• Records to use:
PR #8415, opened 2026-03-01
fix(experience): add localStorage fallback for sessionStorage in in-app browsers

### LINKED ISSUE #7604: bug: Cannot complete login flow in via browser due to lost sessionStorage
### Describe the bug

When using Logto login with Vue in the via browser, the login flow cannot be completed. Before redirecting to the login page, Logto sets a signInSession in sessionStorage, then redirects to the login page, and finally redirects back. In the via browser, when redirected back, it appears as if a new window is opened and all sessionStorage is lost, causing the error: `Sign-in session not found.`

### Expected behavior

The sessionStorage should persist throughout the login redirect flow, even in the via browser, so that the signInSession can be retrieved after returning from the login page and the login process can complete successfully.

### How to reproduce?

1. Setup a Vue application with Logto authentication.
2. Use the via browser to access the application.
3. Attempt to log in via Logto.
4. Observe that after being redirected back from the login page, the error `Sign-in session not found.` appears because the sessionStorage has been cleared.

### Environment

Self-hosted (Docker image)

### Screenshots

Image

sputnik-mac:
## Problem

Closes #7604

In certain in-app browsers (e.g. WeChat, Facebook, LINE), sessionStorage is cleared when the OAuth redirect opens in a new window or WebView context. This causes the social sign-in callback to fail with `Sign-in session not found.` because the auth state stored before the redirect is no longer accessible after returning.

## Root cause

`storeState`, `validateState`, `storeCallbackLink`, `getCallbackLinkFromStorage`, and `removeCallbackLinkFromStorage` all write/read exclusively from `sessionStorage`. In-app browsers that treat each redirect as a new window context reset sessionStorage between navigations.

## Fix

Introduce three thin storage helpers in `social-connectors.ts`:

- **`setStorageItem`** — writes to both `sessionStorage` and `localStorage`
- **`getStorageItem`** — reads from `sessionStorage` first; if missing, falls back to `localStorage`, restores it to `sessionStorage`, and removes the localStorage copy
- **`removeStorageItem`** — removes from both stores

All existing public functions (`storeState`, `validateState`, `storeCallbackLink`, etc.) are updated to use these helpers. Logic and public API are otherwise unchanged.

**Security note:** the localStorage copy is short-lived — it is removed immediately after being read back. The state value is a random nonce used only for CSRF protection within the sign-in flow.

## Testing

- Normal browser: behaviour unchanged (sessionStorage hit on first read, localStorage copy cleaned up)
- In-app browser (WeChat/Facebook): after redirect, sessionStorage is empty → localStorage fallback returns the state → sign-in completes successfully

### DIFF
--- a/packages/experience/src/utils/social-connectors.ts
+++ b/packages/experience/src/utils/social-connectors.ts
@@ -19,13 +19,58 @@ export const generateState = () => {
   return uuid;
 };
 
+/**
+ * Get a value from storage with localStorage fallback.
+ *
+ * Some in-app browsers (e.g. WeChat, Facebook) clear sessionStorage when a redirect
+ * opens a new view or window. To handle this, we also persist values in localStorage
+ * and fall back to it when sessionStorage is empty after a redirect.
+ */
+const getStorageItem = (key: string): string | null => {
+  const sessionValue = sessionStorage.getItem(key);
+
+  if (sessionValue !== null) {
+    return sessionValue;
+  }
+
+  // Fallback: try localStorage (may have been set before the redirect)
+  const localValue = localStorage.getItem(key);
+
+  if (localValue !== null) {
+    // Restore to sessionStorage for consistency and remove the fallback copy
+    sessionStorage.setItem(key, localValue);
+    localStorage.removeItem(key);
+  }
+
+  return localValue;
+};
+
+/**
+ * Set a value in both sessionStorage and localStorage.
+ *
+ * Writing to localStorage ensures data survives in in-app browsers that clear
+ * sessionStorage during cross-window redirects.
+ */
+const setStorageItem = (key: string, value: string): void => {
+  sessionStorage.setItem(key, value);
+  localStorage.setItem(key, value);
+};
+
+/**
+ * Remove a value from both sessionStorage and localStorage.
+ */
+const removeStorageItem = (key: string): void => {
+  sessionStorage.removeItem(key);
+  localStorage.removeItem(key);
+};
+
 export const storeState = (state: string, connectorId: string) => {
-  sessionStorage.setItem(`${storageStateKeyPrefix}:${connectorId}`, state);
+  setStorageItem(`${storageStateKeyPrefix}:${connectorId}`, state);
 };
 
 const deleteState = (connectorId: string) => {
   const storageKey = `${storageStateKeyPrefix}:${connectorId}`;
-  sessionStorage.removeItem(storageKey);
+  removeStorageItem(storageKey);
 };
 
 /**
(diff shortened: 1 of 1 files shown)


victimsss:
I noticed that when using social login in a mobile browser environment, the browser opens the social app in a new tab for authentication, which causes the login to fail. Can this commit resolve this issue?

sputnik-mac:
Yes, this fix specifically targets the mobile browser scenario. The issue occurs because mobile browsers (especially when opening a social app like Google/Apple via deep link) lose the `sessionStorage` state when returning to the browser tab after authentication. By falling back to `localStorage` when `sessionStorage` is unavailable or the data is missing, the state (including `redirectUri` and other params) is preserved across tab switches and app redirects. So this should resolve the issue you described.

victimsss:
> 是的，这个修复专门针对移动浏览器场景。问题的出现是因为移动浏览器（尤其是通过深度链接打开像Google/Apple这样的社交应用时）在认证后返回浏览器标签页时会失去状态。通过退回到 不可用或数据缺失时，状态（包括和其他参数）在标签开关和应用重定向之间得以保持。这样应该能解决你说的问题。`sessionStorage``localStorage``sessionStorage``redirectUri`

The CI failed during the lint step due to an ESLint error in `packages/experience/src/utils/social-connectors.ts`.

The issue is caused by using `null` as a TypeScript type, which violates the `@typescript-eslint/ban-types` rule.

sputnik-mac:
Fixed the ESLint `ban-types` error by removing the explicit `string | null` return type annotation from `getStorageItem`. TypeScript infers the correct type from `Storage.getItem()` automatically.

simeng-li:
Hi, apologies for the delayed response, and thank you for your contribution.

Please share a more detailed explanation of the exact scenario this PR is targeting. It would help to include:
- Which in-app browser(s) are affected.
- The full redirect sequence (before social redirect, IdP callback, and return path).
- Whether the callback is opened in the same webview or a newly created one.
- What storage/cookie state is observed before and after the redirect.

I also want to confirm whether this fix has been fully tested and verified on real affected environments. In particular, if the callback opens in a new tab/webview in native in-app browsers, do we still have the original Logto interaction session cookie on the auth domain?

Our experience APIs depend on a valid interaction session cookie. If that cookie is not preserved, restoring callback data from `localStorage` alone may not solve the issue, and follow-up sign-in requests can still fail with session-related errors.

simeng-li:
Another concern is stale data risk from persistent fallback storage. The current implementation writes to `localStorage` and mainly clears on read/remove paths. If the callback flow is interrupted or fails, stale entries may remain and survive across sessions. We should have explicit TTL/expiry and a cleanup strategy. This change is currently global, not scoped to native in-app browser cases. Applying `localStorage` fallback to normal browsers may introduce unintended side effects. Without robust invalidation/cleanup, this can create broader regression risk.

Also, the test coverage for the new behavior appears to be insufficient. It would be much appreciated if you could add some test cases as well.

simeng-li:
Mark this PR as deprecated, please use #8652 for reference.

• Problem: Filter the entries down to the lines with the word "WeChat" in them, and copy those lines.

• Result:
In certain in-app browsers (e.g. WeChat, Facebook, LINE), sessionStorage is cleared when the OAuth redirect opens in a new window or WebView context. This causes the social sign-in callback to fail with `Sign-in session not found.` because the auth state stored before the redirect is no longer accessible after returning.
- In-app browser (WeChat/Facebook): after redirect, sessionStorage is empty → localStorage fallback returns the state → sign-in completes successfully
+ * Some in-app browsers (e.g. WeChat, Facebook) clear sessionStorage when a redirect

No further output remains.